La situación de impunidad es tal, que el abuso se expande como el gas. Cada vez mayor número de grandes empresas –y no solo las recientemente privatizadas- ratifican como verdadero el aserto de Adam Smith: “cuando se reúnen dos o más empresarios, estad seguros que conspiran para subir los precios en perjuicio de los consumidores”. Cada vez en más sectores, de distintas maneras y en perjuicio no sólo de los consumidores sino también de sus pequeños accionistas. Las ingentes cantidades de dinero obtenidas de esta irregular manera se utilizan para diseñar y ejecutar operaciones bursátiles, frecuentemente especulativas, a la manera de justas reservadas para señores, mientras que el servicio a los consumidores se subcontrata a empresas que subcontratan a su vez, en una espiral de márgenes crecientes y servicio miserable.

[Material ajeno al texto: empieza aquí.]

PR #3550, opened 2023-06-02
docs(run-locally.md): duplicate REDIS_DB_INDEX key

origranot:

There are two ```REDIS_DB_INDEX``` keys

I guess it should be only one key..

### DIFF
--- a/docs/docs/community/run-locally.md
+++ b/docs/docs/community/run-locally.md
@@ -65,6 +65,7 @@ However, if you want to test certain parts of Novu or run it in production mode,
 - `REDIS_DB_INDEX`<br />The Redis database index
 - `REDIS_CACHE_SERVICE_HOST`<br />The domain / IP of your redis instance for caching
 - `REDIS_CACHE_SERVICE_PORT`<br />The port of your redis instance for caching
+- `REDIS_CACHE_DB_INDEX`<br />The Redis cache database index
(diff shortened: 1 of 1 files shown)


docs/docs/community/run-locally.md
```diff
@@ -65,7 +65,6 @@ However, if you want to test certain parts of Novu or run it in production mode,
 - `REDIS_DB_INDEX`<br />The Redis database index
 - `REDIS_CACHE_SERVICE_HOST`<br />The domain / IP of your redis instance for caching
 - `REDIS_CACHE_SERVICE_PORT`<br />The port of your redis instance for caching
-- `REDIS_DB_INDEX`<br />The Redis cache database index
```
p-fernandez, line 68: This needs to be added but the name was wrong. Should be `REDIS_CACHE_DB_INDEX`.

p-fernandez (changes requested):
Indeed you have spotted something wrong but you focused in the wrong thing. The environment variable name is wrong.

docs/docs/community/run-locally.md
origranot: I had a guess it might also be the case, let me change it real quick 💯

p-fernandez (approved):
🌟 
Thanks for your contribution!

Issue #3142, opened 2023-04-04
[NV-2057] 🚀 Feature: Get topics of subscriber


szbartnik:
### 🔖 Feature description

Hi! In our use case it would be helpful to be able to list all subscribers added to a specific topic.

### 🎤 Why is this feature needed ?

Currently there is no way to do it. I believe there might be more people who may find it helpful to get such data efficiently.

Another reason is that it will be useful in development. Currently no UI exists where topics are visible so even when you have only 10 topics and each of them has 10 added subscribers it's not very easy to immediately make sure where a specific subscriber belongs.

### ✌️ How do you aim to achieve this?

Currently the `GET /v1/topics` endpoint has 3 optional query parameters:
- `page`
- `pageSize`
- `key` (topic key)

I was thinking about adding another optional query parameter: `subscriberId` which will narrow the results to include only topics which have a provided subscriber added.

### 🔄️ Additional Information

Workarounds:
- Listing all topics using `GET /v1/topics` endpoint & aggregate the results which is inefficient
- Implementing custom topic abstraction logic & do not use the one Novu provides

### 👀 Have you spent some time to check if this feature request has been raised before?

- [X] I checked and didn't find similar issue

### 🏢 Have you read the Code of Conduct?

- [X] I have read the [Contributing Guidelines](https://github.com/novuhq/novu/blob/main/CONTRIBUTING.md)

### Are you willing to submit PR?

Yes I am willing to submit a PR!

<sub>[NV-2057](https://linear.app/novu/issue/NV-2057/🚀-feature-get-topics-of-subscriber)</sub>

gitstart:
@davidsoderberg I would like to pick this up cc @scopsy

kgrimsby:
Could I also add that adding a wildcard to the `key` param would help?

We have topics like this: `itemA:signalA`, `itemA:signalB` and so on. If we could query `key=itemA:*` and `subscriberId=xxx` that would be really helpfully.

gitstart:
> Hi @gitstart Are you still interested to work on this?

Sure @jainpawan21

shafikmevrik:
Is this feature is done?? or still pending?

gitstart:
> Is this feature is done?? or still pending?

There is a PR up for it here

https://github.com/novuhq/novu/pull/3551

bartelemi:
[...]

PR #3551, opened 2023-06-02
NV-2057 - 🚀 Feature: Get topics of subscriber

gitstart:
This feature enables user to filter topics by subscriber ID.

closes https://github.com/novuhq/novu/issues/3142

### Other information

---


gitstart:
@scopsy this is ready for review.

apps/api/src/app/topics/use-cases/filter-topics/filter-topics.use-case.ts
```diff
@@ -21,21 +21,19 @@ export class FilterTopicsUseCase {
...
-    const totalCount = await this.topicRepository.count(query);
-
     const skipTimes = page <= 0 ? 0 : page;
     const pagination = {
       limit: pageSize,
       skip: skipTimes * pageSize,
     };
 
-    const filteredTopics = await this.topicRepository.filterTopics(query, pagination);
+    const { data, totalCount } = await this.topicRepository.filterTopics(query, pagination, command.subscriberId);
```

El problema se agrava cuando comprobamos que la peste es de tal calibre que ha llegado a afectar hasta a quien menos debería, como a alguna pretendida asociación de defensa de los derechos de los consumidores -que en la práctica funciona como banda mafiosa en beneficio de sus dirigentes (una suerte de Robin Hood que roba a los ricos pero sin dar el dinero a los pobres)- e incluso a servicios públicos puros que deberían ser gestionados por funcionarios públicos puros pero que en realidad lo son por eficaces manos privadas.
La solución no es sencilla. El recurso a las barricadas parece –por el momento- prematuro. Pero debemos convencernos de que cualquier posible solución pasa por nosotros mismos, por no permitir los abusos, por reclamar, recurrir, protestar, boicotear si hace falta. Como en la Edad Media, la revuelta de los vasallos contra los señores será la única forma de que el rey les llame a capítulo.